Forced resettlement "rarely turns out well," notes a study released last week by the Panos Institute in London. "In virtually every major scheme across the world, however carefully the resettlement appeared to have been planned, the overall effect on the displaced population has been to increase hardship and suffering."
"What is delivered frequently falls short of what was promised," the report continues. "And the beneficiaries of the project are rarely those who have been resettled."
In China more than 10 million people have been displaced by 80,000 dams since 1949. A third of those resettled were so impoverished by the move that "they could not afford proper food and clothing," according to the report.
In India, of 15 million people displaced by dams, reservoirs, industry, and parks since independence 50 years ago, only 4 million have been properly resettled, according to the India Social Institute. The rest ended up flooding into the cities to work as daily wage laborers.

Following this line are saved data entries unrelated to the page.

PR #2464, opened 2022-08-26
Feature/ts 12973 sell item detail screen alignment

pulakesh3:
changing version number from snapshot to release version


pulakesh3:
abandon this PR

Issue #2495, opened 2022-09-07
Update Java Form and Openpos DynamicForms to enable state/data-driven form columns


brandon-lewis:
**Is your feature request related to a problem? Please describe.**
Not related to a technical problem, but I am noticing that we are building new screens dialogs for every different combination of form field columns and display orders. Building new screens like this requires Commerce and Openpos PRs, so this process is somewhat tedious and time consuming. This seems like an opportunity to add new column support for the dynamic forms to shorten development time as well prevent specific Form/FormFields screen bloat.

**Describe the solution you'd like**
I think the cleanest and most non-disruptive solution to this is to add a new field to the Java `Form.class` and Openpos `form.interface` files. There is a CSS style called `column-count` which will display all child elements in an equal number of columns by the CSS property value, wrapping vertically.

The DynamicFormUIMessage and its data trickles down to display one of two Angular components: `dynamic-form-component` or `dynamic-form-dialog-component`. By adding a new "numColumns" field that defaults to 1, we gain the ability to specify from the state how many columns we want the form to be displayed with. We _could_ also add this numColumns field to CTX_FORM to make it more data-driven. The dynamic-form-part component does not have a display style, so adding a default 1 column-count property to the form styling should not have any undesirable effects. No HTML/template changes necessary.

![image](https://user-images.githubusercontent.com/28220454/188918272-0284bab1-2dc4-4929-96eb-ae319266911c.png)

### Property Value Examples
Below are examples of the column-count property on the same form without any other template or styling changes.

**column-count: 1** (default)
![image](https://user-images.githubusercontent.com/28220454/188912644-264d05ae-3217-47ad-9e87-53c3e53ae475.png)

**column-count: 2** (notice that form fields are wrapped vertically, which is in alignment with the general practice of other forms across the POS)
![image](https://user-images.githubusercontent.com/28220454/188912684-0e58b688-09fe-4303-af67-a604cd950947.png)

**column-count: 3**
![image](https://user-images.githubusercontent.com/28220454/188912696-0fcf5ff4-7967-4b59-9ced-cedb864e8eb0.png)

**Describe alternatives you've considered**
We can continue building new openpos screens/components each time a client wants a different row/column order for specific forms.

PR #2496, opened 2022-09-07
Enable state/data-driven Form columns in DynamicForms

brandon-lewis:
Added a `numColumn` field to Form.java and form.interface to enable setting the column-count display setting from flow states. More context of the problem statement is detailed in the fixed issue (Feature Request).

If a `numColumn` greater than 1 is set on the Form object, the dynamic-form-part component will have its column-count will be set accordingly and the child form fields will be set to block display to appropriately wrap vertically (as column-count will not wrap inline elements). Otherwise, we default the column-count to 1 to maintain current look and feel.

Manually tested on desktop/tablet/mobile on many different POS screens and dialogs with 1 and 2+ column-counts.

### Issues Fixed
https://github.com/JumpMind/openpos-framework/issues/2495

## Testing
The dynamic-form-field component is used in a few places outside of dynamic-form. Here are screenshots of those components with the default column-count: 1 as proof that default Forms without a state-specified column-count don't look any different.

### Report Filters
image

image

### Transaction Search

image

image


openpos-client-libs/projects/openpos-client-core-lib/src/lib/shared/screen-parts/dynamic-form-part/dynamic-form-part.component.html
```diff
@@ -2,12 +2,13 @@
 <app-form *ngIf="screenData" (submitFormEvent)="submitForm()" [form]="form" [validateOnFirstLoad]="screenData.validateOnFirstLoad">
     <div responsive-class class="form-part-body">
         <app-content-card>
-            <mat-card-content mat-dialog-content class="form-content" responsive-class>
-                <app-dynamic-form-field *ngFor="let field of screenData.formElements" [formGroup]="form" [formField]="field" (changed)="onFieldChanged($event)"></app-dynamic-form-field>
+            <mat-card-content mat-dialog-content class="form-content" [ngStyle]="{'column-count': screenData.numColumns > 1 ? screenData.numColumns : 1}" responsive-class>
```
jchirico8, line 5: add a `&& !isMobile` to this condition instead of leaning on `!important` to override this value in mobile and tablet views. I feel that's more clear as to why you wouldn't be seeing multiple columns if you were in an ipad resolution

brandon-lewis: @jchirico8 Updated to do proper isMobile checks and removed style overrides.

jchirico8 (approved):

PR #2548, opened 2022-09-30
Unable to add update the DML's in customization layer

### LINKED ISSUE #2549: Unable to add update the DML's in customization layer
**Describe the bug**
When we override a DML file, the commerce DML queries were not getting loaded in startup.

**Label the bug**
milestone

**To Reproduce**
1. Add a new query in the existing DML file in the customization layer.
2. When the server starts the commerce DML file was overridden and only customization DML queries were loaded.
3. Application was partially failing.

**Expected behavior**
When we override a DML file, both the commerce and the customization DML queries should get loaded at startup

**Screenshots**
NA

**Additional context**
https://petcoalm.atlassian.net/browse/PDPOS-9520

jayasree-litmus7:
We have introduced a new DML(sls-dml in the customization layer and due to a merge logic issue in openpos(DMLTemplates.java), when there is a second DML template, the merge logic fails and the final list will only contain DML statements from the last template file.
The merge logic works fine for query template merging. The same needs to be done for DmlTemplates as well.

closes #2549


openpos-persist/src/test/java/org/jumpmind/pos/persist/impl/DMLTemplatesTest.java
```diff
@@ -0,0 +1,48 @@
...
+
+
+    @Before
+    public void setUp() {
+        dmlTemplates = new DmlTemplates();
+
+    }
+
+    @Test
+    public void addDmls() {
```
jrmihalick, line 26: Please name the test to be more explanatory of what is being tested and add some comments to explain it.

jrmihalick (changes requested):
Also do a PR for master once this is approved.  Thx.

openpos-persist/src/test/java/org/jumpmind/pos/persist/impl/DMLTemplatesTest.java
jayasree-litmus7: Pushed the changes as suggested. Please have a relook

jrmihalick (approved):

Funding for many of these projects comes from the World Bank, which has projects under way or on the drawing board that would displace a further 3 million people, Panos says. Poor planning, inaccurate cost estimates, and meagre resettlement packages for the people affected are three key problems.
China's Three Gorges Dam project, for example, "will take so long to build that the income from hydroelectricity will not be available for about 20 years," the report says. Western banks and lending agencies have been criticized for their large profits. Much of the foreign exchange generated by big development projects is simply used to repay the loan, Panos says. "In 1985, 81 percent of the consulting services, equipment, and materials brought with World Bank loans were from developed and OPEC countries ."
But the huge projects of the 1970s and 1980s may have had their heyday. Many development experts are coming to view small scale programs as more efficient, cost effective, and less disruptive.
In major projects, women, the poor, and the illiterate are frequently discriminated against in compensation packages, the report says.
As the Economist put it, "If land is to be taken for a development project, it is easiest to take the land from those who are poor, marginalised, and lacking in political power."
In India, one development group found that some projects were begun without giving notice to the local population. Others only notified the largely illerate rural population in writing.
When land is offered in compensation, it is rarely as fertile as the expropriated land. China claims that the farmers to be ousted in the Three Gorges Dam project will be compensated "hectare for hectare." But the land offered is unoccupied because it's not worth farming, the report says. Tribal people without legal documents for their land have sometimes found themselves without compensation altogether.